The Nigeria Social Insurance Trust Fund (NSITF) and Rand Mutual Assurance (RMA) of South Africa have signed a Memorandum of Understanding (MoU) formalising a framework for institutional cooperation across social insurance administration, occupational health and safety, and employee compensation.


The agreement was signed on 25th June, 2026, at the conclusion of a three-day Strategic Technical Engagement and Bilateral Sessions hosted by NSITF at Fraser Suites, Abuja. The sessions brought together the management and technical teams of NSITF, led by the Managing Director/Chief Executive, Barrister Oluwaseun Faleye, and RMA’s technical delegation, led by its Chief Executive Officer, Mr. Bilal Adams.
Over the course of the three days, both delegations engaged in structured knowledge exchange, institutional benchmarking, and deliberations on potential areas of cooperation. 

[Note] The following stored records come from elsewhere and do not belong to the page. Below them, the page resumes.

PR #638, opened 2024-05-16
fix: cast booleans to string while forming multipart/form-data

### LINKED ISSUE #637: Bug: multipart should cast boolean values to string
`multipart` method of runtime should cast provided boolean values to strings before pushing them to FormData object, just as it does for numbers. This is as [per spec](https://developer.mozilla.org/en-US/docs/Web/API/FormData/append) as well.

I think this was an omission while changing the logic [the last time](https://github.com/oazapfts/oazapfts/commit/b0058dee6183256bbff6c4f0562a8775305a0c11#diff-fac9cfbc478972c5ff1f5986c54a8fc43cc87a3f50e9fd35acfae178bb966fd5).

ekarademir:
Closes #637

### DIFF
--- a/packages/runtime/src/index.test.ts
+++ b/packages/runtime/src/index.test.ts
@@ -125,11 +125,17 @@ describe("request", () => {
   
   it("casts numbers and booleans to strings while forming multipart/form-data", () => {
     const multipartRequest = oazapfts.multipart({
-      body: { booleanValue: true },
+      body: { 
+        numberValue: 42,
+        booleanValue: true 
+      },
     });
 
     expect(multipartRequest.body.get('booleanValue')).toBe(
       'true'
+    );
+    expect(multipartRequest.body.get('numberValue')).toBe(
+      '42'
     );
   });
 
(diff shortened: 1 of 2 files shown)


Xiphe:
Thank you for taking care of this and sorry I wasn't able to respond sooner.

I'm a little confused right now

According to [mdn](https://developer.mozilla.org/en-US/docs/Web/API/FormData/append) We're supposed to not case to string and from what I understand, FormData would do that for us.

```ts
formData.append("name", true);
formData.append("name", 72);
formData.getAll("name"); // ["true", "72"]
```

So from what I understand the issue is that we're falling into the else path and packing the boolean into a JSON blob 

https://github.com/oazapfts/oazapfts/blob/6cdc432c3fe515055b1980a11aac7f00bd172c6f/packages/runtime/src/runtime.ts#L153-L162

which is clearly unwanted and a bug.

That said, I'm puzzled because I cant' reconstruct why we've been casting Numbers to Stings in the first place.
https://github.com/oazapfts/oazapfts/pull/623/files did not do this - but the current state (https://github.com/oazapfts/oazapfts/commit/810c3fa97c6d77e1f7f08e291bd04c827c86635b) isn't using that Solution and I'm trying to find out why.

Xiphe:
Ok, typescript does not like it when we append booleans or numbers :)

LGTM

Xiphe:
moved to https://github.com/oazapfts/oazapfts/pull/680 because I didn't know how to append commits here :)

PR #670, opened 2024-08-02
feat: added enum array support

VladNcode:
An array of enums is handled incorrectly when the useEnumType option is enabled.


Xiphe:
Great work! Thank you

PR #672, opened 2024-09-20
fix: ignore undefined discriminator mapping

cameronevans:
Ran into an issue trying to generate types for a schema that had a discriminator defined without mapping. The missing mapping was caused by the generated OpenAPI spec having poorly parsed inheritance.

The following will result in `export type MyAlias = ;`, with the conditional change it will fall back to `export type MyAlias = {};`
```json
 "MyAlias": {
        "required": ["@type"],
        "type": "object",
        "properties": {},
        "discriminator": { "propertyName": "@type" }
      },
```

### DIFF
--- a/demo/api.ts
+++ b/demo/api.ts
@@ -129,6 +129,7 @@ export type Issue542 = {
   "media-protocol"?: "hls" | "mss" | "dash";
   "dashed-property"?: string;
 };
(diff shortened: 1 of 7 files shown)


Xiphe:
Thanks for the PR! And sorry that I wasn't available last year 🤙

Discussions spanned social insurance administration, occupational health and safety systems, injury prevention programmes, rehabilitation frameworks, actuarial modelling, and digital transformation — providing a substantive basis from which the MoU emerged.

“Any project, transaction, programme, investment, commercial arrangement or collaborative initiative arising from the MoU shall be subject to separate negotiations and the execution of definitive agreements, approved in accordance with applicable laws, regulations, and the internal approval processes of each Party.” — MoU, Article on Implementation

The MoU sets out six areas of agreed cooperation. Chief among them is the facilitation of technical exchanges and capacity-building initiatives covering occupational health and safety, prevention programmes, rehabilitation frameworks, claims administration, actuarial modelling, and digital transformation. 

The two institutions also agreed to share technical information, research materials, and best-practice frameworks, subject to applicable confidentiality and regulatory requirements.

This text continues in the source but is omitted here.